Environmental effects on morphology of Acacia tortilis group in the Red Sea Hills,North-Eastern Sudan and South-Eastern Egypt

Acacia tortilis is a drought-resistant species. Its survival and existence in the arid and semi-arid area of Northern Africa and Arabian Peninsula is due to its ability to endure the harsh condition and therefore, it is generally forms open pure stands or mixed stands in these drylands. Wherever it grows, it plays an important role in human, animal and other plant species lives. Yet the relation between its adaptive features and their relation to the environmental conditions is not studied in a large scale of environmental variation. The main objective of this study is therefore to examine if the immediate environmental factors, other than human utilization, are associated to the expressed morphological variables among the A. tortilis sub-taxa. Three subspecies are collectively reported in the study area, Red Sea Hills of Sudan and Egypt.
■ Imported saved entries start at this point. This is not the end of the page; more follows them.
PR #324, opened 2024-07-02
[TM-951] feat: add stateMachine to site polygon

LimberHope:
[Task Link](https://gfw.atlassian.net/browse/TM-951)


app/Services/SiteService.php
```diff
@@ -0,0 +1,23 @@
...
+        if (! $site_uuid) {
+            return;
+        }
+        $site = Site::where('uuid', $site_uuid)->first();
+        if ($site->status != EntityStatusStateMachine::APPROVED) {
+            return;
+        }
+        $site->status = SiteStatusStateMachine::RESTORATION_IN_PROGRESS;
+        $site->save();
+    }
```
roguenet, line 22: This method is doing the work that the transitions and state machine methods should be doing instead. For one thing, the status should never be updated directly. Instead, it should be updated with `$site->status()->transitionTo()` (and then the `save()` call is not needed. 

The pattern established for the other state machines is to make this a method right on the model (or a trait for the model) as well. See for instance, `updateInProgress()` or `approve()` in `HasReportStatus`. Instead of having a service for this, I'd have the controller pull the record from the DB and call a method like `restorationInProgress()` on the `Site` instance, and that method would look something like
```
public function restorationInProgress()
{
  if ($site->status == EntityStatusStateMachine::RESTORATION_IN_PROGRESS) {
    $site->status()->transitionTo(SiteStatusStateMachine::RESTORATION_IN_PROGRESS);
  }
}
```

I don't love the check above for the current state. Ideally this method would only be called when the site _should_ be in the correct state, and then the `transitions` defined on the state machine will throw an error if the transition isn't allowed, but I don't know these flows well enough to know if that will cause problems.

app/StateMachines/SiteStatusStateMachine.php
```diff
@@ -0,0 +1,19 @@
...
+namespace App\StateMachines;
+
+class SiteStatusStateMachine extends EntityStatusStateMachine
+{
+    public const DRAFT = 'draft';
+    public const RESTORATION_IN_PROGRESS = 'restoration-in-progress';
+
+    public function transitions(): array
+    {
+        return [];
```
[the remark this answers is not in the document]
pachonjcl: changed

app/Models/Traits/HasSiteStatus.php
```diff
@@ -0,0 +1,40 @@
+<?php
+
+namespace App\Models\Traits;
+
+use App\Events\V2\General\EntityStatusChangeEvent;
+use App\StateMachines\SiteStatusStateMachine;
+use Asantibanez\LaravelEloquentStateMachines\Traits\HasStateMachines;
+use Illuminate\Support\Str;
+
+trait HasSiteStatus
```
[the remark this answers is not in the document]
pachonjcl: removed

app/Services/SiteService.php
pachonjcl: make use of `transitionTo`

app/StateMachines/SiteStatusStateMachine.php
```diff
@@ -0,0 +1,34 @@
...
+    public const DRAFT = 'draft';
+    public const AWAITING_APPROVAL = 'awaiting-approval';
+    public const APPROVED = 'approved';
+    public const NEEDS_MORE_INFORMATION = 'needs-more-information';
+    public const RESTORATION_IN_PROGRESS = 'restoration-in-progress';
+
+    public function recordHistory(): bool
+    {
+        return true;
+    }
```
roguenet, line 16: There's no reason to override this method with the same value already set in the super class.

app/StateMachines/SiteStatusStateMachine.php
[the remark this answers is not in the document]
pachonjcl: changed the transitions states to avoid using the parent ones.

app/StateMachines/SiteStatusStateMachine.php
```diff
@@ -0,0 +1,34 @@
...
+
+    public function transitions(): array
+    {
+        $parentTransitions = parent::transitions();
+
+        return array_merge(
+            $parentTransitions,
+            [
+                parent::APPROVED => [self::RESTORATION_IN_PROGRESS],
```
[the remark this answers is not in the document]
pachonjcl: Changed states
There is not difference really, just the name for UI usage.

app/StateMachines/SiteStatusStateMachine.php
pachonjcl: removed

app/StateMachines/SiteStatusStateMachine.php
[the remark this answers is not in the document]
roguenet: Ok, then please don't introduce a new state. The name mapping is specified in the `$statuses` member; you can simplly re-map the name there.

app/Services/SiteService.php
pachonjcl: name changed

app/StateMachines/SiteStatusStateMachine.php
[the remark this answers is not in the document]
LimberHope: As discussed yesterday we are keeping started

app/StateMachines/SiteStatusStateMachine.php
```diff
@@ -0,0 +1,24 @@
...
+            self::NEEDS_MORE_INFORMATION => [self::APPROVED, self::RESTORATION_IN_PROGRESS],
+            self::RESTORATION_IN_PROGRESS => [self::NEEDS_MORE_INFORMATION, self::APPROVED],
+            self::APPROVED => [self::NEEDS_MORE_INFORMATION, self::RESTORATION_IN_PROGRESS],
+        ];
+    }
+
+    public function defaultState(): ?string
+    {
+        return parent::STARTED;
+    }
```
roguenet, line 23: This override isn't needed because it's the same value as the parent.

app/StateMachines/SiteStatusStateMachine.php
```diff
@@ -0,0 +1,24 @@
...
+class SiteStatusStateMachine extends EntityStatusStateMachine
+{
+    public const RESTORATION_IN_PROGRESS = 'restoration-in-progress';
+
+    public function transitions(): array
+    {
+        return [
+            self::STARTED => [self::AWAITING_APPROVAL],
+            self::AWAITING_APPROVAL => [self::APPROVED, self::NEEDS_MORE_INFORMATION],
+            self::NEEDS_MORE_INFORMATION => [self::APPROVED, self::RESTORATION_IN_PROGRESS],
```
roguenet, line 14: This needs to continue to include `AWAITING_APPROVAL`. I think it could just be added here, but perhaps better way to accomplish what's being added here would be to supplement the super's transitions (example taken from `ReportStatusStateMachine`, which does something similar)
```
public function transitions(): array
{
    $parentTransitions = parent::transitions();
    // Reports can go from awaiting approval to started if the nothing_to_report flag is true (see validations below)
    $parentTransitions[self::NEEDS_MORE_INFORMATION][] = self::RESTORATION_IN_PROGRESS;

    return array_merge(
        [
            self::RESTORATION_IN_PROGRESS => [self::NEEDS_MORE_INFORMATION, self::APPROVED],
        ],
        $parentTransitions
    );
}
```

roguenet (approved):

PR #334, opened 2024-07-05
[TM-861] polygon versioning

pachonjcl:
[Task Link](https://gfw.atlassian.net/browse/TM-861)


database/migrations/2024_07_05_140225_alter_site_polygon_table_to_add_versioning_attributes.php
```diff
@@ -0,0 +1,37 @@
...
+return new class extends Migration {
+    /**
+     * Run the migrations.
+     */
+    public function up(): void
+    {
+        Schema::table('site_polygon', function (Blueprint $table) {
+            $table->string('version_name')->nullable();
+            $table->string('primary_uuid')->nullable()->after('uuid');
+            $table->integer('is_active')->nullable();
```
roguenet, line 16: This field would be better represented in the code as a boolean. I'd update this to `$table->boolean('is_active')->default(false)` and change the code that's using `1` and `0` for `is_active` to use `true` and `false`. It'll also result in a smaller column size, because it'll define the column as a `tinyint(1)`

database/migrations/2024_07_05_140225_alter_site_polygon_table_to_add_versioning_attributes.php
```diff
@@ -0,0 +1,37 @@
...
+            ;
+        });
+        DB::statement('UPDATE site_polygon set primary_uuid = uuid, is_active = 1;');
+
+        Schema::table('site_polygon', function (Blueprint $table) {
+            $table->uuid('primary_uuid')->nullable(false)->change();
```
roguenet, line 22: This column is used for lookups, and should get an index added.

app/Models/V2/User.php
```diff
@@ -321,4 +321,17 @@ public function wipeData()
...
+        if (empty($this->first_name) && empty($this->last_name)) {
+            return 'Unnamed User';
+        } elseif (empty($this->first_name)) {
+            return $this->last_name;
+        } elseif (empty($this->last_name)) {
+            return $this->first_name;
+        }
+
+        return $this->first_name . ' ' . $this->last_name;
+    }
```
roguenet, line 336: This attribute is fine, but is it used in this PR somewhere?

config/database.php
```diff
@@ -56,7 +56,7 @@
             'collation' => 'utf8mb4_unicode_ci',
             'prefix' => '',
             'prefix_indexes' => true,
-            'strict' => true,
+            'strict' => false,
```
roguenet, line 59: What does this do?

app/Models/V2/User.php
pachonjcl: Yes, I am using as `$user->full_name`

PR #345, opened 2024-07-10
[TM-1099] update site status

LimberHope:
[Task Link](https://gfw.atlassian.net/browse/TM-1099)

### DIFF
--- a/app/StateMachines/SiteStatusStateMachine.php
+++ b/app/StateMachines/SiteStatusStateMachine.php
@@ -12,6 +12,7 @@ class SiteStatusStateMachine extends EntityStatusStateMachine
 
         $parentTransitions[self::NEEDS_MORE_INFORMATION][] = self::RESTORATION_IN_PROGRESS;
         $parentTransitions[self::APPROVED][] = self::RESTORATION_IN_PROGRESS;
+        $parentTransitions[self::AWAITING_APPROVAL][] = self::RESTORATION_IN_PROGRESS;
 
         return array_merge(
             [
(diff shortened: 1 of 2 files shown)


app/StateMachines/SiteStatusStateMachine.php
```diff
@@ -12,6 +12,7 @@ public function transitions(): array
 
         $parentTransitions[self::NEEDS_MORE_INFORMATION][] = self::RESTORATION_IN_PROGRESS;
         $parentTransitions[self::APPROVED][] = self::RESTORATION_IN_PROGRESS;
+        $parentTransitions[self::AWAITING_APPROVAL][] = self::RESTORATION_IN_PROGRESS;
```
roguenet, line 15: If a site skips straight from awaiting approval to restoration in progress, the hooks in the state machine for `approved` won't go off. See `afterTransitionHooks` in the `EntityStatusStateMachine`. Perhaps what would be better would be to transition it to approved and then to restoration in progress to make sure the transition hooks go off as expected.

pachonjcl: image
My understanding is that restoration in progress is an intermediate state between awaiting approval and approved.

pachonjcl: So there is no need for firing off approved events.

roguenet: Oh, in that case is there any need to keep `approved` -> `restoration-in-progress`?

pachonjcl: It is exactly the rule that we need to address the new polygons creations that will immediately change a approved site to a "restoration-in-progress" site.

roguenet (approved):

PR #348, opened 2024-07-11
Feat/tm 973 making unit tests

egrojMonroy:
Add basic unit test for validators endpoints (geojson, shp, kml)


roguenet (approved):
👍🏻 Always happy to see the addition of unit tests.

PR #350, opened 2024-07-12
[TM-908] Project Manager role

roguenet:
https://gfw.atlassian.net/browse/TM-908
[FE PR](https://github.com/wri/wri-terramatch-website/pull/376)


app/Models/V2/Projects/Project.php
```diff
@@ -312,6 +312,11 @@ public function users(): BelongsToMany
         return $this->belongsToMany(User::class, 'v2_project_users')->withPivot(['status', 'is_monitoring']);
     }
 
+    public function managers(): BelongsToMany
+    {
+        return $this->belongsTomany(User::class, 'v2_project_users')->wherePivot('is_managing', true);
```
pachonjcl, line 317: is this a typo or this is intended? `belongsTomany`

roguenet: Oh wild, today I learned that PHP function names are case insensitive. What an "interesting" language 😂 . Fixing now.

pachonjcl (approved):

PR #351, opened 2024-07-15
[TM-840] add condition when projectIds < 0

LimberHope:
[Task Link](https://gfw.atlassian.net/browse/TM-840)

### DIFF
--- a/app/Http/Controllers/V2/User/IndexMyActionsController.php
+++ b/app/Http/Controllers/V2/User/IndexMyActionsController.php
@@ -15,16 +15,12 @@ class IndexMyActionsController extends Controller
     {
         $user = Auth::user();
 
-        $organisationId = $user->organisation_id;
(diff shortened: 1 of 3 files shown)


roguenet (dismissed):

app/Http/Controllers/V2/User/IndexMyActionsController.php
```diff
@@ -22,15 +22,15 @@ public function __invoke(Request $request): AnonymousResourceCollection
             ->with('targetable')
             ->pending();
 
+        $qry->where('project_id', $projectIds);
```
roguenet, line 25: I'm curious about this change; wasn't the previous approach more correct? If there are multiple project ids, this call would need to be `whereIn` as on line 29.

roguenet (dismissed):

roguenet (approved):

PR #352, opened 2024-07-16
[TM-861] add polygon version

pachonjcl:
[Task Link](https://gfw.atlassian.net/browse/TM-861)

### DIFF
--- a/app/Http/Controllers/V2/Sites/UpdateSitePolygonActiveController.php
+++ b/app/Http/Controllers/V2/Sites/UpdateSitePolygonActiveController.php
@@ -1,0 +1,33 @@
+<?php
+
+namespace App\Http\Controllers\V2\Sites;
+
+use App\Http\Controllers\Controller;
+use App\Models\V2\Sites\SitePolygon;
+use Illuminate\Http\JsonResponse;
+use Illuminate\Support\Facades\Log;
+
+class UpdateSitePolygonActiveController extends Controller
+{
+    public function __invoke(string $uuid): JsonResponse
+    {
+        Log::info('Fetching site polygons', ['uuid' => $uuid]);
+
+        try {
+            $sitePolygon = SitePolygon::isUuid($uuid)->first();
+            if (! $sitePolygon) {
+                return response()->json(['error' => 'Site polygon not found'], 404);
+            }
+            SitePolygon::where('primary_uuid', $sitePolygon->primary_uuid)->update(['is_active' => 0]);
+
+            $sitePolygon->is_active = true;
+            $sitePolygon->save();
+
+            return response()->json($sitePolygon);
+        } catch (\Exception $e) {
+            Log::error($e->getMessage());
+
+            return response()->json(['error' => 'An error occurred while fetching site polygons'], 500);
+        }
+    }
+}
--- a/app/Http/Controllers/V2/Sites/UpdateSitePolygonActiveController.php
+++ b/app/Http/Controllers/V2/Sites/UpdateSitePolygonActiveController.php
@@ -18,7 +18,7 @@ class UpdateSitePolygonActiveController extends Controller
             if (! $sitePolygon) {
                 return response()->json(['error' => 'Site polygon not found'], 404);
             }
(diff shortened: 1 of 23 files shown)


database/migrations/2024_07_05_140225_alter_site_polygon_table_to_add_versioning_attributes.php
```diff
@@ -0,0 +1,38 @@
...
+return new class extends Migration {
+    /**
+     * Run the migrations.
+     */
+    public function up(): void
+    {
+        Schema::table('site_polygon', function (Blueprint $table) {
+            $table->string('version_name')->nullable();
+            $table->string('primary_uuid')->nullable()->after('uuid');
+            $table->boolean('is_active')->default(false);
```
pachonjcl, line 16: This one is not a boolean and references has been updated to true / false accordingly.

database/migrations/2024_07_05_140225_alter_site_polygon_table_to_add_versioning_attributes.php
```diff
@@ -0,0 +1,38 @@
...
+        });
+
+        DB::statement('UPDATE site_polygon set primary_uuid = uuid, is_active = true;');
+
+        Schema::table('site_polygon', function (Blueprint $table) {
+            $table->uuid('primary_uuid')->nullable(false)->change();
+            $table->index('primary_uuid');
```
pachonjcl, line 23: There is not an index on primary_uuid

config/database.php
```diff
@@ -56,7 +56,7 @@
             'collation' => 'utf8mb4_unicode_ci',
             'prefix' => '',
             'prefix_indexes' => true,
-            'strict' => true,
+            'strict' => false,
```
pachonjcl, line 59: Making reference of this [SO post](https://stackoverflow.com/questions/47974348/sqlstatehy000-general-error-1364-field-name-doesnt-have-a-default-value-l)
Unit tests were throwing errors as follows:
`PDOException: SQLSTATE[HY000]: General error: 1364 Field 'primary_uuid' doesn't have a default value`
This is the difference between strict usage and not.

app/Http/Controllers/V2/Sites/UpdateSitePolygonActiveController.php
```diff
@@ -0,0 +1,33 @@
...
+    public function __invoke(string $uuid): JsonResponse
+    {
+        Log::info('Fetching site polygons', ['uuid' => $uuid]);
+
+        try {
+            $sitePolygon = SitePolygon::isUuid($uuid)->first();
+            if (! $sitePolygon) {
+                return response()->json(['error' => 'Site polygon not found'], 404);
+            }
+            SitePolygon::where('primary_uuid', $sitePolygon->primary_uuid)->update(['is_active' => 0]);
```
roguenet, line 21: This should use `=> false`

app/Models/V2/Sites/SitePolygon.php
```diff
@@ -97,4 +101,39 @@ public function getAuditableNameAttribute(): string
     {
         return $this->poly_name ?? '';
     }
+
+    public function scopeActive(Builder $query)
+    {
+        return $query->where('is_active', 1);
```
roguenet, line 107: `where('is_active', true)`

database/migrations/2024_07_05_140225_alter_site_polygon_table_to_add_versioning_attributes.php
roguenet, line 16: On reading this again, I think maybe the default should be true?

app/Models/V2/Sites/SitePolygon.php
pachonjcl: changed

app/Http/Controllers/V2/Sites/UpdateSitePolygonActiveController.php
pachonjcl: changed

roguenet (approved):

According to different literatures, they are distinguished by features of high plasticity under the variable pressure of human activity and climate. Such features are hair density in some parts of the plant, crown shape and number of stems. In the current study, the result of analysing 520 samples of A. tortilis – collected from 25 different localities representing various altitudinal gradients – showed a correlation between the expressed morphological studied and the immediate environment. When data from both regions studied as one data set, elevation, above sea level, was the only significant response variable and higher hair density was associated to plants growing in Sudan. However, when only data from Sudan was studied separately, elevation, hillside and lower part of the catchment were the statistically significant response variables. In the Egyptian data set, the statistically significant response variables were elevation, khor bank and the upper, mid, and lower part of the catchment. An intra-morphological correlation was also shown. These results may suggest that the current A. tortilis sub-taxa are ecotype. Genetic and anthropogenic studies are needed to verify this assumption.